Print back every record below, exactly as it stands.

(Beginning of Dataset)

PR #2265, opened 2024-07-29
Update purge suffix so that resources are preserved for _at least_ as long as the configured timeout.

asnare:
## Changes

This PR updates the purge suffix used by integration tests so that resources are marked for preservation _at least_ as long as the configured timeout. The situation is that:

 - Many resources can be marked with a tag (or a special suffix in the name) to ensure they are preserved until a specific time.
 - The timestamp refers to a UTC-based hour, such as: `2024072915`. This means that resources can be deleted at any moment after 3 p.m. (UTC).
 - Prior to this change, resources created as late as 2:44:59 p.m. would be tagged for deletion with `2024072915` meaning deletion as of 3 p.m. This is 0:15 later instead of the intended 1:15.

The default timeout for tests was 1:15 in an attempt to deal with resources being deleted when the test started near the hour boundary. This PR also updates the default timeout to 1:00 because the extra 0:15 isn't needed to ensure this.

### DIFF
--- a/src/databricks/labs/ucx/installer/workflows.py
+++ b/src/databricks/labs/ucx/installer/workflows.py
@@ -51,10 +51,11 @@ from databricks.labs.ucx.framework.tasks import Task
 from databricks.labs.ucx.installer.logs import PartialLogRecord, parse_logs
 from databricks.labs.ucx.installer.mixins import InstallationMixin
 
+from ..mixins.fixtures import get_test_purge_time
+
 logger = logging.getLogger(__name__)
 
-TEST_JOBS_PURGE_TIMEOUT = timedelta(hours=1, minutes=15)
-TEST_NIGHTLY_CI_JOBS_PURGE_TIMEOUT = timedelta(hours=3)  # Buffer for debugging nightly integration test runs
+TEST_NIGHTLY_CI_RESOURCES_PURGE_TIMEOUT = timedelta(hours=3)  # Buffer for debugging nightly integration test runs
 EXTRA_TASK_PARAMS = {
     "job_id": "{{job_id}}",
     "run_id": "{{run_id}}",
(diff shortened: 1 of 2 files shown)


src/databricks/labs/ucx/installer/workflows.py
```diff
@@ -51,10 +51,11 @@
 from databricks.labs.ucx.installer.logs import PartialLogRecord, parse_logs
 from databricks.labs.ucx.installer.mixins import InstallationMixin
 
+from ..mixins.fixtures import get_test_purge_time
```
nfx, line 54: this includes `pytest` into the runtime path of UCX installation, which is going to break customers. copy the code. otherwise adjust the `new_installation` fixture, which is a more proper way of doing this.

nfx (changes requested):

src/databricks/labs/ucx/installer/workflows.py
```diff
@@ -463,10 +462,15 @@ def _is_nightly():
...
-            return get_test_purge_time(TEST_NIGHTLY_CI_RESOURCES_PURGE_TIMEOUT)
-        return get_test_purge_time()
+    @classmethod
+    def _get_test_purge_time(cls) -> str:
+        # Duplicate of mixins.fixtures.get_test_purge_time(); we don't want to import pytest as a transitive dependency.
+        timeout = TEST_NIGHTLY_CI_RESOURCES_PURGE_TIMEOUT if cls._is_nightly() else TEST_RESOURCE_PURGE_TIMEOUT
+        now = datetime.now(timezone.utc)
+        purge_deadline = now + timeout
+        # Round UP to the next hour boundary: that is when resources will be deleted.
+        purge_hour = purge_deadline + (datetime.min.replace(tzinfo=timezone.utc) - purge_deadline) % timedelta(hours=1)
```
JCZuurmond, line 472: I find the following logic complicated to round up to an hour: `(datetime.min.replace(tzinfo=timezone.utc) - purge_deadline) % timedelta(hours=1)`

JCZuurmond (approved):
LGTM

(End of Dataset)

▶ _Written answer_
PR #2265, opened 2024-07-29
Update purge suffix so that resources are preserved for _at least_ as long as the configured timeout.

asnare:
## Changes

This PR updates the purge suffix used by integration tests so that resources are marked for preservation _at least_ as long as the configured timeout. The situation is that:

 - Many resources can be marked with a tag (or a special suffix in the name) to ensure they are preserved until a specific time.
 - The timestamp refers to a UTC-based hour, such as: `2024072915`. This means that resources can be deleted at any moment after 3 p.m. (UTC).
 - Prior to this change, resources created as late as 2:44:59 p.m. would be tagged for deletion with `2024072915` meaning deletion as of 3 p.m. This is 0:15 later instead of the intended 1:15.

The default timeout for tests was 1:15 in an attempt to deal with resources being deleted when the test started near the hour boundary. This PR also updates the default timeout to 1:00 because the extra 0:15 isn't needed to ensure this.

### DIFF
--- a/src/databricks/labs/ucx/installer/workflows.py
+++ b/src/databricks/labs/ucx/installer/workflows.py
@@ -51,10 +51,11 @@ from databricks.labs.ucx.framework.tasks import Task
 from databricks.labs.ucx.installer.logs import PartialLogRecord, parse_logs
 from databricks.labs.ucx.installer.mixins import InstallationMixin
 
+from ..mixins.fixtures import get_test_purge_time
+
 logger = logging.getLogger(__name__)
 
-TEST_JOBS_PURGE_TIMEOUT = timedelta(hours=1, minutes=15)
-TEST_NIGHTLY_CI_JOBS_PURGE_TIMEOUT = timedelta(hours=3)  # Buffer for debugging nightly integration test runs
+TEST_NIGHTLY_CI_RESOURCES_PURGE_TIMEOUT = timedelta(hours=3)  # Buffer for debugging nightly integration test runs
 EXTRA_TASK_PARAMS = {
     "job_id": "{{job_id}}",
     "run_id": "{{run_id}}",
(diff shortened: 1 of 2 files shown)


src/databricks/labs/ucx/installer/workflows.py
```diff
@@ -51,10 +51,11 @@
 from databricks.labs.ucx.installer.logs import PartialLogRecord, parse_logs
 from databricks.labs.ucx.installer.mixins import InstallationMixin
 
+from ..mixins.fixtures import get_test_purge_time
```
nfx, line 54: this includes `pytest` into the runtime path of UCX installation, which is going to break customers. copy the code. otherwise adjust the `new_installation` fixture, which is a more proper way of doing this.

nfx (changes requested):

src/databricks/labs/ucx/installer/workflows.py
```diff
@@ -463,10 +462,15 @@ def _is_nightly():
...
-            return get_test_purge_time(TEST_NIGHTLY_CI_RESOURCES_PURGE_TIMEOUT)
-        return get_test_purge_time()
+    @classmethod
+    def _get_test_purge_time(cls) -> str:
+        # Duplicate of mixins.fixtures.get_test_purge_time(); we don't want to import pytest as a transitive dependency.
+        timeout = TEST_NIGHTLY_CI_RESOURCES_PURGE_TIMEOUT if cls._is_nightly() else TEST_RESOURCE_PURGE_TIMEOUT
+        now = datetime.now(timezone.utc)
+        purge_deadline = now + timeout
+        # Round UP to the next hour boundary: that is when resources will be deleted.
+        purge_hour = purge_deadline + (datetime.min.replace(tzinfo=timezone.utc) - purge_deadline) % timedelta(hours=1)
```
JCZuurmond, line 472: I find the following logic complicated to round up to an hour: `(datetime.min.replace(tzinfo=timezone.utc) - purge_deadline) % timedelta(hours=1)`

JCZuurmond (approved):
LGTM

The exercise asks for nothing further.